Stress has essentially non-uniform distribution on the 200-mm wafer surface; it has more tensile value in the center (the opposite is true for smaller wafers). For example, the film (last sample in Table 1) had an average compressive stress of -2.7E8 dynes/cm², but the stress range ran from compressive -1.2e9 to tensile +2e9 dynes/cm². To improve stress uniformity we employed a multi-step deposition method, developed previously by SFI for highly uniform low stress chromium (Cr) film deposition [4]. Dividing the deposition process into several steps allows us to change zones of RF plasma localization on the wafer surface, increasing the uniformity of charged particle bombardment on the growing film. Fig. 3 illustrates the stress distribution for both the continuous process (a) and the multi-step process (b). Refer also to the data in Table 2.

(a)

(b)

Fig. 3 3500A films deposited under low cathode power and argon gas flow onto 0.7-mm thick Si wafers with Ti under layer: a) continuous process, b) multi-step deposition process.

Stress in Ni-V films was found to be very sensitive to deposition temperature¾ elevated temperature caused a displacement in the tensile direction. For example, film deposited on Ti under-layer by the recipe corresponding to the minimum stress point in Fig. 2, had a tensile stress shift from -1.3E8 to +2.3E9 dynes/cm² if the wafer was heated for 20 seconds before deposition (approximately 200C). So, it may be useful to introduce a wait step into the deposition flow between the Ti layer and the Ni-V layer if precise stress control is needed.

No significant changes in bulk resistance were observed for films deposited with the various process parameters or with the different thermal conditions (approximately, R_B = 77 mOhm-cm). This indicates that the film has uniform physical properties (foremost, density) across the wafer surface.

Silver films

Silver sputtered films reveal two essential features: first, it is difficult to get films with compressive or close to zero residual stress, and second, an initial stress can relax significantly within a few hours after deposition.

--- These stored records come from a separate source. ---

PR #75, opened 2021-09-29
Full region promotion

kdnilsen:
Prior to this patch, full-region-promotion occurred during the final-evacuation safepoint.  When heap regions are very large (e.g. 16 MB) and a large number of heap regions need to be promoted, this was measured to require over 500 ms in certain scenarios.  Another disadvantage of the prior implementation is that entire heap regions are promoted as-is without any compaction.  A problem with this is that all fragments of garbage within the young-region are promoted into old-gen, where the target heap-region utilization is generally much higher than heap-utilization target within young-gen memory.  Once promoted, it is much more costly to compact this memory because an old-gen collection is much more expensive than a young-gen collection.

This patch moves region promotion out of the safepoint.  Regions that have reached the tenure age are biased for inclusion within the collection set and are processed during concurrent evacuation using the established conventions.  Humongous heap regions are also promoted during concurrent evacuation rather than during the safepoint.

---------
### Progress

### Reviewers
 * [William Kemper](https://openjdk.java.net/census#wkemper) (@earthling-amzn - Committer) ⚠️ Review applies to 5921401e811f4fef9aba573748e16acbbd624997

### Reviewing

Checkout this PR locally: \
`$ git fetch https://git.openjdk.java.net/shenandoah pull/75/head:pull/75` \
`$ git checkout pull/75`

`$ git checkout pull/75` \
`$ git pull https://git.openjdk.java.net/shenandoah pull/75/head`

</details>

Checkout this PR locally: \
`$ git pr checkout 75`

`$ git pr show -t 75`

</details>

<a href="https://git.openjdk.java.net/shenandoah/pull/75.diff">https://git.openjdk.java.net/shenandoah/pull/75.diff</a>

</details>


src/hotspot/share/gc/shenandoah/shenandoahHeapRegion.cpp
```diff
@@ -916,94 +867,52 @@ void ShenandoahHeapRegion::set_affiliation(ShenandoahRegionAffiliation new_affil
...
+  oop obj = cast_to_oop(bottom());
+  assert(marking_context->is_marked(obj), "promoted humongous object should be alive");
+
+  size_t spanned_regions = ShenandoahHeapRegion::required_regions(obj->size() * HeapWordSize);
+  size_t index_limit = index() + spanned_regions;
+
+  log_debug(gc)("promoting humongous region " SIZE_FORMAT ", spanning " SIZE_FORMAT, index(), spanned_regions);
+
+  // Since this region may have served previously as OLD, it may hold obsolete object range info.
+  heap->card_scan()->reset_object_range(bottom(), bottom() + spanned_regions * ShenandoahHeapRegion::region_size_words());
```
earthling-amzn, line 890: Do we write this memory again on line 911 or 915?

src/hotspot/share/gc/shenandoah/shenandoahScanRemembered.inline.hpp
```diff
@@ -798,8 +801,10 @@ ShenandoahScanRemembered<RememberedSet>::process_region(ShenandoahHeapRegion *re
   unsigned int cluster_size = CardTable::card_size_in_words * ShenandoahCardCluster<ShenandoahDirectCardMarkRememberedSet>::CardsPerCluster;
   size_t num_clusters = (size_t) ((num_heapwords - 1 + cluster_size) / cluster_size);
 
-  // Remembered set scanner
-  process_clusters(start_cluster_no, num_clusters, end_of_range, cl, use_write_table);
+  if (!region->is_humongous_continuation()) {
```
earthling-amzn, line 804: Is this safe? why do we no longer need to scan humongous continuations?

src/hotspot/share/gc/shenandoah/shenandoahHeapRegion.cpp
kdnilsen: The code at lines 911 and 915 clears or sets the card dirty bits.  The code here at line 890 changes the remembered set's knowledge of where objects begin.  These are two different activities.

src/hotspot/share/gc/shenandoah/shenandoahScanRemembered.inline.hpp
kdnilsen: humongous continuations are scanned when the humongous start that "governs" the continuation is scanned.  I'll add a comment here.

earthling-amzn: Wouldn't we need to change how `end_of_range` is computed for humongous starts?

kdnilsen: That's a good catch.  I'm a bit inconsistent with this.  I think this is "harmless" because end_of_range does not limit the scanning within a single humongous object.  It only limits the search for the "next object" following an initially scanned object.  I agree I should fix this up to make the code less confusing.  (Do you agree that the error is "harmless as is"?   Would appreciate your careful eyes on this.)

earthling-amzn: `end_of_range` is used earlier to compute the `count` parameter (which is named `num_clusters` in the calling function). As I read it, this _does_ limit the number of cards scanned in the `process_clusters` call.

kdnilsen: The way I read it, if you call process_clusters with an address that represents the start of a humongous region, it will go through its object-processing loop at least once (p < endp first time through) and will completely scan the object found at p, which will be a humongous object that spans multiple following regions (which may exceed count clusters scanned in total and may reach reach well beyond endp in total scan).  Do you agree with this?

earthling-amzn: Ah, okay - the `obj->oop_iterate` (or more likely, `array->oop_iterate_range`) will cover the entire humongous object if there is a dirty card in the start region. If the humongous object has no dirty cards in the start region, the last card for the object will be past the end card for this cluster and we'll `oop_iterate` it anyway.

earthling-amzn (approved):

It was determined that the traditional stress control method by means of substrate bias could not decrease stress in Ag films. The opposite was true ¾ RF bias power exerted a negative role, increasing stress. Other process parameters had little influence on the film stress.

It is known that residual stress in Ag sputtered films has a mostly thermal component (tensile) [5], hence in this case an ion bombardment is not an effective instrument in decreasing stress. To lower the stress, it is necessary to ensure low temperature film growth conditions. Our experiments affirmed that periodic pauses in the process allowed us to obtain less stress. Nevertheless, as-deposited pure Ag films had tensile stress of about 2-3E9 dynes/cm². This means that the wafer gets a huge initial warpage: an average curvature radius for a 0.7-mm thickness 200-mm diameter wafer is about 25 - 30 m, wafer height in the center is more than -150 mm. Obviously, this is not acceptable for thinned wafers. Consequently, we had to search for an alternative approach, which would enable stress control in Ag.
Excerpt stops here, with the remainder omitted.